BEGIN DATA SHOWN
PR #169, opened 2020-02-09
Split out API files and docs better

rikoe:
- Rename api-intro and api-spec files
- Move api docs files into "ref" subfolder for better URLs
- Split out types from single Interface.ts file into multiple ts files
- Add fdc3 global constant that implements DesktopAgent interface
- Improve structuring of reference docs in tree
- Doc fixes/improvements

image

image


src/api/Channel.ts
```diff
@@ -0,0 +1,67 @@
...
+ * SPDX-License-Identifier: Apache-2.0
+ * Copyright 2019 FINOS FDC3 contributors - see NOTICE file
+ */
+
+/**
+ * Object representing a context channel.
+ */
+declare class Channel {
+    /**
+     * Constant that uniquely identifies this channel. Will be generated by the service, and guarenteed to be unique
```
nkolba: In the case of App Channels, isn't the id set by the caller of `getOrCreateChannel` ?

rikoe: This is a good catch. I didn't change this file, I just moved the file. This is one reason why I wanted to split out the code, so these type of issues can be spotted more easily. What should the comment be @nkolba then I can change it?

nkolba: Could just be the first sentence: “ Constant that uniquely identifies this channel.”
END DATA SHOWN
● **TASK DIRECTIONS**
Tell how many lines of the listing contain the string "into", giving the number without any other words.

● **PROBLEM SOLUTION**
2